## What needs to be done
Would you give the number of lines below in which the string "markdownToHtml" appears? Nothing else is needed.

## Entries provided
_____

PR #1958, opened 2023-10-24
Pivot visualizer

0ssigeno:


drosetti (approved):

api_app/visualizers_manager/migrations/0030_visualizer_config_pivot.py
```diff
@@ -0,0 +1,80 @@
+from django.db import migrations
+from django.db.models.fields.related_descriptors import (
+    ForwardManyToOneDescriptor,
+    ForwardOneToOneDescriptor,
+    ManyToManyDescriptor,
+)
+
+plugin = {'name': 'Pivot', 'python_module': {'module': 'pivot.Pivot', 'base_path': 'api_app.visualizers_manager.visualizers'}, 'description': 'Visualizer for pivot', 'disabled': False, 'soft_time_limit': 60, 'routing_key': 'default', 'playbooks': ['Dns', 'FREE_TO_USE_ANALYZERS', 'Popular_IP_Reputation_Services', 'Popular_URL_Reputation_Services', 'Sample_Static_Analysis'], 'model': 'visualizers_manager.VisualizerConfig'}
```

_____

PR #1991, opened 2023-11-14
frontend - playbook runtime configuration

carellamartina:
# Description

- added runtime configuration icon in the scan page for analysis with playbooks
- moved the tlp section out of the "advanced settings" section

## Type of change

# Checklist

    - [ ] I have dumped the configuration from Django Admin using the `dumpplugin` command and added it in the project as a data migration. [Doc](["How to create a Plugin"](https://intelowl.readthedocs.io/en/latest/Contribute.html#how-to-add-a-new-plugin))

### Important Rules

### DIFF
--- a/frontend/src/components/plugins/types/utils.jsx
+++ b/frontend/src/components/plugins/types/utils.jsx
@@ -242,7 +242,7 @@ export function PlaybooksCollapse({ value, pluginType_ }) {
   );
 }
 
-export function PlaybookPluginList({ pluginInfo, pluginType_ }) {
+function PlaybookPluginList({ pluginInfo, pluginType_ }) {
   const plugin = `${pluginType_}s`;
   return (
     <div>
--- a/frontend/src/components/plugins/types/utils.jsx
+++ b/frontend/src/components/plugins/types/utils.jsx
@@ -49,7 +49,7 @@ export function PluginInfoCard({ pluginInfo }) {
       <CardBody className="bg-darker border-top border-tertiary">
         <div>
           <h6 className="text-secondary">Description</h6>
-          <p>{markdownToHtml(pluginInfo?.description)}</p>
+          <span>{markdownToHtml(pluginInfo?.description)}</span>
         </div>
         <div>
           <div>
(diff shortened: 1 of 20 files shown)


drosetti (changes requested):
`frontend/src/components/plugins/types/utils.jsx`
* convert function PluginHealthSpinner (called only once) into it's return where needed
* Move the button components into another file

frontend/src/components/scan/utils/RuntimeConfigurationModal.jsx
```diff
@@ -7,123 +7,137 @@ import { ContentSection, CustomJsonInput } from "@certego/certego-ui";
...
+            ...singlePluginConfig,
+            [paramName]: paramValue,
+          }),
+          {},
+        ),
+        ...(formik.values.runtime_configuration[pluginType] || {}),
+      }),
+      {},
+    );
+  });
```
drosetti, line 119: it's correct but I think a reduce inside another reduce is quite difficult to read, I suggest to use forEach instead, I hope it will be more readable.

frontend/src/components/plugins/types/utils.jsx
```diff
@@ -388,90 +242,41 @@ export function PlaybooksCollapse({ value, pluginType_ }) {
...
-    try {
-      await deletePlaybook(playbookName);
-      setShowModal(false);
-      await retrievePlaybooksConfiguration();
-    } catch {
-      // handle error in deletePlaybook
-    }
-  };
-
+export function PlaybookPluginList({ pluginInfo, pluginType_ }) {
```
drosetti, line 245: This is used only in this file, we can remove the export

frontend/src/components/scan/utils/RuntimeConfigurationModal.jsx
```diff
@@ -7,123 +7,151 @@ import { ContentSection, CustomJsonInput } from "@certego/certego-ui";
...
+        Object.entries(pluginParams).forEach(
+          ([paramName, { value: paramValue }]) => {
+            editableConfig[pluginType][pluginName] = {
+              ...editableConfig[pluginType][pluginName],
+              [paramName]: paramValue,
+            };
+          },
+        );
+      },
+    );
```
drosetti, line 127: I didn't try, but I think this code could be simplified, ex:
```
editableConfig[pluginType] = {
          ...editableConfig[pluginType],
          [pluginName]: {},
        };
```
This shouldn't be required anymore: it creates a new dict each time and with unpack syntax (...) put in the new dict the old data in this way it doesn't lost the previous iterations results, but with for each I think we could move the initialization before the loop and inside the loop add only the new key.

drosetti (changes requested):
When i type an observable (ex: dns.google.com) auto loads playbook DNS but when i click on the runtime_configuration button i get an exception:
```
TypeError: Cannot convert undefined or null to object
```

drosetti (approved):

_____

## Answer section
2